中京・元謙太(げん・けんだい)【写真:福岡吉央】
中京・元謙太(げん・けんだい)【写真:福岡吉央】

昨夏の甲子園で4強入り、準々決勝の作新学院戦では決勝打となる逆転満塁本塁打

 岐阜の中京高で二刀流選手としてプレーしてきた元謙太(げん・けんだい)内野手は、高校生トップクラスの評価を各球団から受けている。10月26日のドラフト会議では、野手としての指名が濃厚だ。2年生ながらレギュラーとして出場した昨夏の甲子園では4強入り。準々決勝の作新学院戦では、決勝打となる逆転満塁本塁打を放ち、その名を全国に轟かせた。一番の魅力は何か、ドラフト直前にインタビューを行った。

 岐阜県多治見市出身の元が、地元の少年野球チームで野球を始めたのは小3の時。球は速かったが、元の球を捕れる捕手がいなかったため、小5までは捕手だった。小6で投手に転向。好きな選手はヤンキース・田中将大だった。

 それまでは、警察官や消防士に憧れていた。だが、小6でドラゴンズジュニアに選ばれたことで、プロ野球選手を本気で目指そうと思うようになった。中学に入り、兄も通っていた岐阜東濃リトルシニアに進むと、かつて阪急で内野手としてプレーした今井茂総監督から指導を受けた。今でこそ186センチ、86キロの元だが、小学校卒業時は174センチ、55キロとかなりの細身だった。

 今井監督は、16年に中京からドラフト9位で日本ハムに指名された今井順之助内野手の父でもあった。

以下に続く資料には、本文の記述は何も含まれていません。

PR #616, opened 2020-09-18
ENABLE-219: Prod values for DMS job

sethsacher:


tools/dms/prod/aws/dms_task.tf
```diff
@@ -11,7 +11,7 @@ module "dms_prod" {
   source_database_name_seds  = "SCHIP"
   source_database_username = "mbescbes"
   source_database_password = "${var.source_database_password}"
-  source_database_host     = "source_database_host"
+  source_database_host     = "192.168.174.25"
```
dwhitecl, line 14: I'm thinking this should be a variable set similar to PW as thats a real IP

dwhitestratiform (approved):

順之助も岐阜東濃リトルシニアの出身で、順之助の高校時代、元は同じ施設でウエートトレーニングをしていた縁もあり、日本ハム入りする前までは、高校の先輩でもある順之助にも打撃を教えてもらっていたという。

 中京に進むと、1年夏から投手としてベンチ入り。2年夏に念願の甲子園出場を果たした。投手として、対戦した全4試合に登板し、打っても15打数5安打。準々決勝の作新学院戦では2度マウンドに上がり計4回2/3、2安打、無失点と好投し、1点ビハインドの8回には左翼ポール際に逆転満塁本塁打を放ち、チームを準決勝へと導いた。準決勝では奥川恭伸擁する星稜に敗れたが、2年生ながらその名は一気に全国区となった。

「僕は観客が多ければ多いほど燃えるタイプ。そんなに緊張することはなかった。チャンスが来たら自分に回ってこいと思っていた。(本塁打も)どんな球を打ったのかも、覚えてないなくて、一塁を回ってスタンドに向かってガッツポーズした記憶しかないんです」

 だが、2年秋は県大会の3回戦で敗退。「疲労困憊で、サヨナラ死球を当てて終わった後、歩けなくなり、ベンチでも支えてもらっていました」。二刀流は体に負担となっていた。